WG3. Climate Change and the Environment

  • Michelle Michot Foss (United States). Ms. Foss holds a PhD from the University of Louisiana-Lafayette, the Colorado School of Mines and the University of Houston. She has over 30 years’ experience in oil, gas, LNG, and energy prospects and scenarios. She is advisor to the USA and to several international power companies. She has developed and managed private, WB, USAID, and US Department of Energy projects. She is an Executive Trainer at the UT McCombs School of Business. She has been a Senior Fellow (USAEE-US Association for Energy Economics) (2006); selected as one of the Key Women in Energy-Americas (2003); member of the Scientific Council, 50th Anniversary of ENI (2003); President of IAEE (2003), and President of USAEE (2001), among others.

 

  • Margarita Astrálaga (Colombia). Ms. Astrálaga is a biologist, specialist in environmental management from the Danish Water Institute, and holds a Master in Regional Planning and Development. She has over 25 years of experience in the environment and sustainable development sector, and has held a wide-range of responsibilities, at the national and international levels.

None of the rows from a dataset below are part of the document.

PR #1562, opened 2016-01-18
Refactor display_error_message to simplify.

will-in-wi:
Noted that Code Climate found this method complicated, and I see why. Refactor to simplify.

### DIFF
--- a/lib/capistrano/application.rb
+++ b/lib/capistrano/application.rb
@@ -63,7 +63,7 @@ module Capistrano
 
     def display_error_message(ex)
       unless options.backtrace
-        Rake.application.options.suppress_backtrace_pattern = backtrace_pattern
+        Rake.application.options.suppress_backtrace_pattern = backtrace_pattern if backtrace_pattern
         trace '(Backtrace restricted to imported tasks)'
       end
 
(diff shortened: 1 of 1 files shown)


lib/capistrano/application.rb
```diff
@@ -63,13 +63,10 @@ def top_level_tasks
 
     def display_error_message(ex)
       unless options.backtrace
-        if (loc = Rake.application.find_rakefile_location)
-          whitelist = (@imported.dup << loc[0]).map{|f| File.absolute_path(f, loc[1])}
-          pattern = %r@^(?!#{whitelist.map{|p| Regexp.quote(p)}.join('|')})@
-          Rake.application.options.suppress_backtrace_pattern = pattern
-        end
-        trace "(Backtrace restricted to imported tasks)"
+        Rake.application.options.suppress_backtrace_pattern = backtrace_pattern
```
mattbrictson: This has the effect of setting `Rake.application.options.suppress_backtrace_pattern` to `nil` if `loc` is falsey, which wasn't the case before the refactor.

will-in-wi: Good catch, fixed.

mattbrictson:
Thanks, this seems like an overall improvement.

I'm not familiar with this part of the Capistrano code though, so I don't feel comfortable merging.

@leehambley can I get a second opinion on this one?

leehambley:
Also not familiar with it, but it looks sane. If we didn't break the tests, let's merge it :)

Among others she has worked at the United Nations Environment Programme in Nairobi, Kenya, and the Latin American and Caribbean Region of the Oceans and Coastal Areas Programme (1988), as Head of the Capacity Building Unit of the Secretariat of the Convention of Trade on Endangered Species (CITES) (1994-1997), as consultant for the World Bank and the Inter American Development Bank on institutional strengthening of the Ministry of Environment and designing a biodiversity strategy for Patagonia, and the Secretariat of the Ramsar Convention on Wetlands as the Americas Senior Advisor (1999). Until April 2010 she worked for the International Union for Conservation of Nature as the Director of the IUCN Mediterranean Cooperation Centre in Spain, and now works for United Nations Environmental Programme (UNEP) as the Regional Director in the Office for Latin America and the Caribbean.

 

Group of Women Parliamentarians: Meeting 08. Financial Crisis and its Effects on Women in the Region

  • Mayra Buvinic (Chile). Ms. Buvinic holds a PhD in Social Psychology from University of Wisconsin-Madison. She led the World Bank’s Gender Action Plan (4 years, USD 70 million), positioning gender equality as “profitable economy”, including an initiative for adolescents and the promotion of gender as a priority in loans to poor countries. In her capacity as head of the Social Development Division with IADB, she shaped the Bank’s work in violence prevention, coordinated the Social Development Strategy, and launched the Social Inclusion Trust Fund. As founding member (and President for 19 years) of the International Center for Research on Women, she built an internationally renowned center that is committed to improving the situation of poor women in developing countries.